Данил, словно спринтер с низкого старта, бросился вперед. Ударившись плечом в косяк, вывалился в холл, подскочил к лестнице, и, прыгая сразу через три ступени, помчался наверх.
– Кто тут еще шутить взялся?! – заорал он во всю мощь легких. – Твою ж мать!.. Сейчас посмотрю на вас, на шутников! Все щупальца к чертовой матери вырву!
– Дан… Ты чего это?.. – сзади, сквозь его топот, полный глубочайшего недоумения, послышался голос напарника.
Данил обернулся на бегу – и, споткнувшись, замер на месте, от растерянности едва не выронив ружье. Этого просто не могло быть, это полностью противоречило всем законам физики… но это было. Он по-прежнему находился на третьей ступеньке, а посреди холла, глядя на него во все глаза, стоял Санька.
– Ты… плывешь как будто… – хриплым голосом сказал напарник. – Вроде бежишь – а паришь над лестницей и еле ноги переставляешь…
– Руку дай, – напряженно ответил Данил, чувствуя, как закружилась вдруг на мгновение голова. – Да быстрее!..
Хрен его знает, что за лестница такая волшебная. Так и останешься здесь на третьей ступеньке навечно. Обрастешь хозяйством, заживешь…
Сашка подскочил, протягивая руку. Данил, ухватившись за напарника, соскочил со ступени, облегченно перевел дух.
– Сваливаем отсюда! Хватит!
Сашка не заставил себя упрашивать – рванул так, что пятки засверкали.
Шаг, другой, третий – и Данил, навострившийся было за товарищем, вдруг увидел, как на подходе к выходу замедляются его движения, становятся какими-то ленивыми, плавными, тягучими…
– Саня! Назад! Плывешь!
Напарник тут же встал, как вкопанный. Обернулся – в глазах растерянность…
– Здесь тоже?
Данил кивнул, ощущая, как на затылок вдруг легла ледяная рука ужаса и понимания… Сашка, видимо, тоже сообразил, что положение их совсем не завидно – сквозь стекла противогаза Данил увидел его глаза, каждый размером с куриное яйцо.
– Окно, Дан… – захрипел он вдруг так тихо, словно боялся, что его услышит тот, кто виновен во всех их здешних злоключениях.
Данил, мгновенно сообразив, метнулся в гардеробную.

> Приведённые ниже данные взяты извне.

Issue #558, opened 2019-10-09
[Proposal?] 'Stream<State> get state' is confusing


bernaferrari:
I've been developing a relatively large app using Bloc and I think my top 1 issue with Bloc is with state. No, not what you are thinking. I mean, the state variable/getter method.
![image](https://user-images.githubusercontent.com/351125/66448646-93c0fa80-ea28-11e9-8e9c-f65af5716f77.png)

It has happened to me once, then again, then again, then today. I always cast it, like `(currentState as ContrastLoadedState)` and I keep trying state before realising my mistake. Just check the screenshot above. It makes no sense for me that `currentState` returns a `State` while `state` returns a `Stream<State>`.

In BlocBuilder you get a state:
https://github.com/felangel/bloc/blob/805cf865fe0972e7f1bd24f08598d624066434fb/examples/flutter_shopping_cart/lib/catalog/my_catalog.dart#L52

In your own sample you use state = currentState:
https://github.com/felangel/bloc/blob/805cf865fe0972e7f1bd24f08598d624066434fb/examples/flutter_shopping_cart/lib/cart/bloc/cart_bloc.dart#L31

I think you could change state to stateStream and currentState to state or maybe just rename state to stateStream, that way there wouldn't be a state and IntelliJ/VSCode would be smart enough to just suggest currentState.

I'm not sure if this has been a source of bugs/confusion in the past, but it has been a great frustration for me.

felangel:
Hi @bernaferrari 👋 
Thanks for opening an issue!

I'm glad you brought this up and I agree the naming should be improved. What are your thoughts on renaming `state` to `states` and leaving `currentState` as is?

bernaferrari:
I don't know, I guess it would also be a good change? I personally would probably change it to `stateStream` or something like this, to keep in track with `_stateSubject` which already exists, but `stateStream` is not a perfect name, since it's not obvious what it should be doing from its name, so I guess `states` would also work fine.

felangel:
@bernaferrari I've discussed this with the team and we're currently split between:

- `bloc.states.listen`
- `bloc.stream.listen`
- `bloc.stateStream.listen`

What are your thoughts?

basketball-ico:
@felangel 
I prefer `bloc.states`
> Bloc: Takes a [Stream] of [Event]s as input and transforms them into a [Stream] of [State]s as output.

felangel:
[...]

PR #572, opened 2019-10-13
Refactor Bloc to extend Stream<State>

felangel:
## Status
**READY**

## Breaking Changes
YES

## Description
- Addresses #558 

### Refactor `Bloc` to extend `Stream<State>`
```dart
bloc.state.listen(print);
```

becomes

```dart
bloc.listen(print);
```

### Rename `currentState` to `state`

```dart
bloc.currentState
```

becomes

```dart
bloc.state
```

## Todos
- [X] Tests
- [ ] Documentation (will be added in a separate PR to avoid confusion before the update is published)
- [x] Examples

- Breaking change to the bloc API which will require a major version bump + updates to `flutter_bloc` and `angular_bloc`

### DIFF
--- a/packages/bloc/lib/src/bloc.dart
+++ b/packages/bloc/lib/src/bloc.dart
@@ -6,24 +6,51 @@ import 'package:rxdart/rxdart.dart';
 
 /// Takes a [Stream] of [Event]s as input
 /// and transforms them into a [Stream] of [State]s as output.
-abstract class Bloc<Event, State> {
+abstract class Bloc<Event, State> extends Stream<State> {
   final PublishSubject<Event> _eventSubject = PublishSubject<Event>();
 
   BehaviorSubject<State> _stateSubject;
 
-  /// Returns [Stream] of [State]s.
-  /// Usually consumed by the presentation layer.
-  Stream<State> get state => _stateSubject.stream;
+  /// Returns the current [State] of the [Bloc].
+  State get state => _stateSubject.value;
 
   /// Returns the [State] before any [Event]s have been `dispatched`.
   State get initialState;
 
-  /// Returns the current [State] of the [Bloc].
-  State get currentState => _stateSubject.value;
+  /// Returns whether the `Stream<State>` is a broadcast stream.
+  bool get isBroadcast => _stateSubject.stream.isBroadcast;
 
   Bloc() {
     _stateSubject = BehaviorSubject<State>.seeded(initialState);
     _bindStateSubject();
+  }
+
+  /// Adds a subscription to the `Stream<State>`.
+  /// Returns a [StreamSubscription] which handles events from the `Stream<State>`
+  /// using the provided [onData], [onError] and [onDone] handlers.
+  StreamSubscription<State> listen(
+    void onData(State value), {
+    Function onError,
+    void onDone(),
+    bool cancelOnError,
+  }) {
+    return _stateSubject.stream.listen(
+      onData,
+      onError: onError,
+      onDone: onDone,
+      cancelOnError: cancelOnError,
+    );
+  }
+
+  /// Returns a multi-subscription stream that produces the same events as this.
+  Stream<State> asBroadcastStream({
+    void onListen(StreamSubscription<State> subscription),
+    void onCancel(StreamSubscription<State> subscription),
+  }) {
+    return _stateSubject.stream.asBroadcastStream(
+      onListen: onListen,
+      onCancel: onCancel,
+    );
   }
 
   /// Called whenever an [Event] is dispatched to the [Bloc].
@@ -136,9 +163,9 @@ abstract class Bloc<Event, State> {
       return mapEventToState(currentEvent).handleError(_handleError);
     })).forEach(
       (State nextState) {
-        if (currentState == nextState || _stateSubject.isClosed) return;
+        if (state == nextState || _stateSubject.isClosed) return;
         final transition = Transition(
-          currentState: currentState,
+          currentState: state,
           event: currentEvent,
           nextState: nextState,
         );
--- a/packages/bloc/lib/src/bloc.dart
+++ b/packages/bloc/lib/src/bloc.dart
@@ -18,7 +18,7 @@ abstract class Bloc<Event, State> extends Stream<State> {
   State get initialState;
 
   /// Returns whether the `Stream<State>` is a broadcast stream.
-  bool get isBroadcast => _stateSubject.stream.isBroadcast;
+  bool get isBroadcast => _stateSubject.isBroadcast;
 
   Bloc() {
     _stateSubject = BehaviorSubject<State>.seeded(initialState);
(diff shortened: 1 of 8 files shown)


felangel:
@brianegan can you take a look? I'm planning to open a separate PR to implement `Sink<Event>` 👍

packages/bloc/lib/src/bloc.dart
```diff
@@ -6,26 +6,53 @@ import 'package:rxdart/rxdart.dart';
...
+  /// Returns the current [State] of the [Bloc].
+  State get state => _stateSubject.value;
 
   /// Returns the [State] before any [Event]s have been `dispatched`.
   State get initialState;
 
-  /// Returns the current [State] of the [Bloc].
-  State get currentState => _stateSubject.value;
+  /// Returns whether the `Stream<State>` is a broadcast stream.
+  bool get isBroadcast => _stateSubject.stream.isBroadcast;
```
brianegan: Can just use `_stateSubject.isBroadcast` as a shortcut. This will always return `true`, since Subjects are all broadcast streams

packages/bloc/lib/src/bloc.dart
```diff
@@ -6,26 +6,53 @@ import 'package:rxdart/rxdart.dart';
...
+    return _stateSubject.stream.listen(
+      onData,
+      onError: onError,
+      onDone: onDone,
+      cancelOnError: cancelOnError,
+    );
+  }
+
+  /// Returns a multi-subscription stream that produces the same events as this.
+  Stream<State> asBroadcastStream({
```
brianegan: No need for this method -- it's already a broadcast stream since it's based on the Subject's stream!

packages/bloc/lib/src/bloc.dart
```diff
@@ -6,26 +6,53 @@ import 'package:rxdart/rxdart.dart';
...
+  /// Adds a subscription to the `Stream<State>`.
+  /// Returns a [StreamSubscription] which handles events from the `Stream<State>`
+  /// using the provided [onData], [onError] and [onDone] handlers.
+  StreamSubscription<State> listen(
+    void onData(State value), {
+    Function onError,
+    void onDone(),
+    bool cancelOnError,
+  }) {
+    return _stateSubject.stream.listen(
```
brianegan: `_stateSubject.listen` also works as a shortcut.

packages/bloc/test/bloc_test.dart
```diff
@@ -83,13 +87,21 @@ void main() {
...
         simpleBloc.dispatch('event1');
         simpleBloc.dispatch('event2');
         simpleBloc.dispatch('event3');
       });
+
+      test('isBroadcast returns true', () {
+        expect(simpleBloc.isBroadcast, isTrue);
+      });
+
+      test('asBroadcastStream returns a broadcastStream', () {
```
brianegan: Could remove this test if ya remove `asBroadcastStream`, and ya can see here it's already a broadcast stream by default since it's using the subject under the hood which is itself a broadcast stream!

packages/bloc/test/bloc_test.dart
```diff
@@ -183,6 +197,14 @@ void main() {
         await Future<void>.delayed(Duration(milliseconds: 120));
         complexBloc.dispatch(ComplexEventC());
       });
+
+      test('isBroadcast returns true', () {
+        expect(complexBloc.isBroadcast, isTrue);
+      });
+
+      test('asBroadcastStream returns a broadcastStream', () {
```
brianegan: Can be removed

packages/bloc/test/bloc_test.dart
```diff
@@ -298,13 +320,21 @@ void main() {
...
         counterBloc.dispatch(CounterEvent.increment);
         counterBloc.dispatch(CounterEvent.increment);
         counterBloc.dispatch(CounterEvent.increment);
       });
+
+      test('isBroadcast returns true', () {
+        expect(counterBloc.isBroadcast, isTrue);
+      });
+
+      test('asBroadcastStream returns a broadcastStream', () {
```
brianegan: Can be removed

packages/bloc/test/bloc_test.dart
```diff
@@ -423,6 +455,14 @@ void main() {
 
         asyncBloc.dispatch(AsyncEvent());
       });
+
+      test('isBroadcast returns true', () {
+        expect(asyncBloc.isBroadcast, isTrue);
+      });
+
+      test('asBroadcastStream returns a broadcastStream', () {
```
brianegan: Can be removed

felangel:
Thanks for the feedback @brianegan. Can you please re-review? 😄

larssn:
Ouch, could you please notify of breaking changes before pushing big stuff like this? Thanks

larssn:
Maybe introduce a temporary `get currentState => state;`until people have had a chance to switch over. Our code has 1000+ errors since getting this new release. 😅

bigworld12:
@larssn well, it had a major version pump, so you shouldn't have gotten this via the usual pub get

tenhobi:
@larssn according to [semver](https://semver.org/#spec-item-4): v0.x.y should not be considered as stable. Keep it in mind for other packages you use as well.

Btw. first major release v1.0.0 is coming https://github.com/felangel/bloc/pull/572 !

larssn:
@bigworld12 
Going from 0.15.x to 0.16.x is a minor version bump.
Dart is using the standard `{major}.{minor}.{bugfix}`, see https://dart.dev/tools/pub/versioning

@tenhobi You're right, but semver is only respected by some package authors, and not others. I haven't seen mention that this package was not fit for production, or in alpha, for that matter.

In fact, there's a forum thread entitled "Are you using bloc in production". I know the BMW guys are using it in production, because they're stating so in that thread.

The API has changed a few times now. This time was a bit harder to swallow that the last one, as this conflicts with the lint rule `dart(close_sinks)`:

Example:
Doing stuff like `final authBloc = Provider.of<AuthenticationBloc>(context);` will now complain about authBloc being a stream that should be closed.

I hope I'm not coming off as angry, because that's not the case. I still consider the package essential for complex state management. 👍🏻

tenhobi:
@larssn In the link you provided, it is [mentioned](https://dart.dev/tools/pub/versioning#semantic-versions) this: 😃 

> Although semantic versioning doesn’t promise any compatibility between versions prior to 1.0.0, the Dart community convention is to treat those versions semantically as well. The interpretation of each number is just shifted down one slot: going from 0.1.2 to 0.2.0 indicates a breaking change, going to 0.1.3 indicates a new feature, and going to 0.1.2+1 indicates a change that doesn’t affect the public API.

If the package was updated from 0.15.x to 0.16.x (dunno if it was, that's what I see in your post) then it is concidered as a major change by Dart.

Check [caret syntax](https://dart.dev/tools/pub/dependencies#caret-syntax), it should work with `^` as this: `^0.15.2` is equivalent to `'>=0.15.2 <0.16.0'`.

larssn:
Lol, well, that certainly sounds different from standard semver then. 😅

Can't believe I missed that! So Dart is something like `{super_major}.{major}.{minor}+{bugfix}`.

felangel:
@larssn sorry for any inconvenience but as everyone else stated you should not have automatically gotten the update unless you are always using latest and for 0.x.x versions the minor version is treated like the major version. Also it was impossible to avoid a breaking change because the state variable went from being a Stream to a value so I thought it made more sense to make state/currentState a breaking change to make it clear that people had to do some renaming whereas dispose/dispatch are deprecated so you have until 1.0.0 to refactor those. Hope that helps 👍

larssn:
@felangel Thanks, I've sorted out our pubspec! 🙂

Any idea how we deal with the lint issue I mentioned above?

brianegan:
@felangel @larssn I think that's actually a bug with the linter package, although it might be a difficult one to fix. I'd recommend folks contribute examples to this issue: https://github.com/dart-lang/linter/issues/1381

PR #629, opened 2019-10-30
Example of flutter_bloc with navigation

RollyPeres:
## Status
READY

## Breaking Changes
NO

## Description
Provides an example of using flutter_bloc to share a bloc between multiple routes when routing with `.pushNamed`.

## Todos
- [ ] Tests
- [x] Documentation
- [ ] Examples


tenhobi:
Wouldn't it be better to add the process of using named routes to an existing recipe covering accessing bloc https://bloclibrary.dev/#/recipesflutterblocaccess?

As a user, I would like to see the information in one place. Could you add a simple recipe there as well?

---

Note that this comment does not force you not to make this tutorial about navigation using BLoC. It might also be very useful if done properly.

Will you make a markdown tutorial out of this as well, right? (like e.g. https://bloclibrary.dev/#/flutterlogintutorial)

RollyPeres:
@tenhobi It would probably be better. Unfortunately, I'm really busy, I don't have the time to do what you're asking for. It's up to you guys what you do with this PR ✌

felangel:
I agree with @tenhobi that this should ideally be incorporated into the blocaccess recipe. Since you're busy @RollyPeres I'll close this PR and try to adapt parts of your solution into an update to the existing recipe 👍 

Thanks for putting this together!

PR #638, opened 2019-11-03
update bloc.close to process pending events

felangel:
## Status
**READY**

## Breaking Changes
YES

## Description
Previously calling `close` on a bloc would immediately ignore all pending events. This pull request would change the behavior so that calling `close` would prevent new events from being processed while allowing pending events to finish being processed (see conversation in #611 and #639 for more details).

## Todos
- [X] Tests
- [x] Documentation
- [x] Examples

- Breaking change in bloc

### DIFF
--- a/packages/bloc/README.md
+++ b/packages/bloc/README.md
@@ -55,7 +55,7 @@ This design pattern helps to separate _presentation_ from _business logic_. Foll
 
 **onError** is a method that can be overridden to handle whenever an `Exception` is thrown. By default all exceptions will be ignored and `Bloc` functionality will be unaffected. **It is a great place to add bloc-specific error handling**.
 
-**close** is a method that closes the `event` and `state` streams. `close` should be called when a `Bloc` is no longer needed. Once `close` is called, `events` that are `added` will not be processed and will result in an error being passed to `onError`. In addition, if `close` is called while `events` are still being processed, any `states` yielded after are ignored and will not result in a `Transition`.
+**close** is a method that closes the `event` and `state` streams. `close` should be called when a `Bloc` is no longer needed. Once `close` is called, `events` that are `added` will not be processed and will result in an error being passed to `onError`. In addition, if `close` is called while `events` are still being processed the `bloc` will continue to process the pending `events` to completion.
 
 ## BlocDelegate Interface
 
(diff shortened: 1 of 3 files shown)


packages/bloc/README.md
```diff
@@ -55,7 +55,7 @@ This design pattern helps to separate _presentation_ from _business logic_. Foll
 
 **onError** is a method that can be overridden to handle whenever an `Exception` is thrown. By default all exceptions will be ignored and `Bloc` functionality will be unaffected. **It is a great place to add bloc-specific error handling**.
 
-**close** is a method that closes the `event` and `state` streams. `close` should be called when a `Bloc` is no longer needed. Once `close` is called, `events` that are `added` will not be processed and will result in an error being passed to `onError`. In addition, if `close` is called while `events` are still being processed, any `states` yielded after are ignored and will not result in a `Transition`.
+**close** is a method that closes the `event` and `state` streams. `close` should be called when a `Bloc` is no longer needed. Once `close` is called, `events` that are `added` will not be processed and will result in an error being passed to `onError`. In addition, if `close` is called while `events` are still being processed the `bloc` will continue to process the pending `events` to completion.
```
tenhobi: Will this be changed also in docs?

felangel: Yes the english docs reference this file directly so we'll need to update the translated READMEs as well

tenhobi: I assume by looking at docs sources that it only *references* (link) this README, right? So it's not a part of translations.

Also, there are many places where is used `void closed()` used, and that should be changed to `Future<void> close() async {}`, if I am correct.

And, please, could you create some way to let us know when some docs are updated, so we can keep up with changes? Maybe create some issue for this and each new doc PR will mention the issue so it gets the notification? Or mention us on every PR?

felangel: Yup, you're correct. We'll need to figure out a good process. For now I can create a separate project for translations and create tickets every time the documentation is changed. Thoughts?

felangel: I'm also wondering if services like [weglot](https://weglot.com) would be a good solution to automating the translations. That way you and other members of the community can fix bugs or make improvements to the translations as needed but the bulk of the work would be automated.

PR #645, opened 2019-11-04
bloc v2.0.0

felangel:
## Status
**READY**

## Breaking Changes
NO

## Description
- bloc v2.0.0

## Todos
- [X] Tests
- [X] Documentation
- [X] Examples

- new major version of bloc

### DIFF
--- a/packages/bloc/CHANGELOG.md
+++ b/packages/bloc/CHANGELOG.md
@@ -1,3 +1,8 @@
+# 2.0.0
+
+- Allow blocs to finish processing pending events on `close` ([#639](https://github.com/felangel/bloc/issues/639))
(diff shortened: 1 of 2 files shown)


tenhobi:
As mentioned at https://github.com/felangel/bloc/pull/638/files#r342288000, the docs should probably update the `close` method overriding etc?

felangel:
> As mentioned at https://github.com/felangel/bloc/pull/638/files#r342288000, the docs should probably update the `close` method overriding, etc.? Or can we still override it as `void close()` while its `Future<void> close async {}` in Bloc?
> 
> image

I'll need to do a round of documentation updates before publishing and I will create a ticket to update the translations as well

PR #26, opened 2023-05-05
Enable the configuration cache

timothyfroehlich:
This will speed up rebuilds of the Gradle project.

Resolving the following problems that prevent the cache from working

- Remove OSS Licenses plugin: It's not compatible with the cache and we weren't using it - we're not shipping full apps.

- Remove usages of project from the Cargo task

Stacked on #32


timothyfroehlich:
I'm having some issues with how the ktfmt formatter is working, so I'm pulling this back to draft for now.

timothyfroehlich:
Should be good to go, though I'll need either #33 or #32 to merge so that I can run presubmit tests.

rylin8 (approved):

Issue #27, opened 2023-05-08
Investigate possible caching issue with Rust serialization


timothyfroehlich:
I was able to reproduce the issue on main

1. Build and run Validation, select the Dials and Gauges panel, confirm that it renders
1.  Modify crates/figma_import/src/toolkit_style.rs, add a new `bool` field to pub struct ProgressBarMeterData {}
2. Rebuild and run Validation, select Dials and Guages, it should encounter a deserialization error
3. Clean and rebuild the app with --no-build-cache, the Dials and Guages panel should render fine

It looks like the generated Java code includes the new boolean field at least.

Will reproduce on top of #24 and figure out the problem.

PR #29, opened 2023-05-08
Removing build results tracking from the CargoBuild Task 

timothyfroehlich:
Stacked on #24

Attempting to have it be cacheable and attempting to determine if we can skip running Cargo was pretty naive. Trying to get it right will be super error prone.

Cargo is already pretty quick at returning if it doesn't need to build. Gradle adds to that time, but once we have configuration caching (#26) enabled, the tasks will run simultaneously and won't really add to the build time.

Fixes Investigate possible caching issue with Rust serialization #27


timothyfroehlich:
Forgot to mention, I added a basic test to Validation to help me debug this. Not the most useful but it's something.

rylin8 (approved):

Issue #28, opened 2023-05-08
Tutorial App may be using incorrect DesignCompose version


timothyfroehlich:
When building in Android Studio the Tutorial app may be using the gMaven published version instead of DesignCompose's source. I think I saw it happen on one build and need to confirm that that's what happened.

PR #30, opened 2023-05-08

Подскочил к окну – сзади в спину влип напарник – глянул в чистейшее, без единой пылинки стекло… и похолодел. Сама улица оставалось той же – вон здание диспансера напротив, вон и частично видимый из окна элеватор – но все остальное изменилось до неузнаваемости! Там, за окном, будто и не было этих двадцати лет бардака, прошедших после Начала, по аккуратной, чистой улице, по гладкому свежему асфальту на тротуарах, мимо подстриженного кустарника на газонах, шли люди. Много людей. Мужчины – в брюках со стрелками и рубашках с галстуками, с портфелями в руках, в промасленных спецовках и сапогах… Женщины – в красивых платьях, в туфлях, с сумочками, в комбинезонах, изляпанных известью и краской… Прошел, торопясь, какой-то сердитый дедок с папкой под мышкой, пробежала стайка ребятишек, проехал совершенно целый, сверкающий хромированным бампером, автомобиль… Все это происходило абсолютно беззвучно, словно в немом кино, хотя сталкеры отчетливо видели, как смеются и разговаривают люди за окном и как кричат что-то пробегающие мимо дети.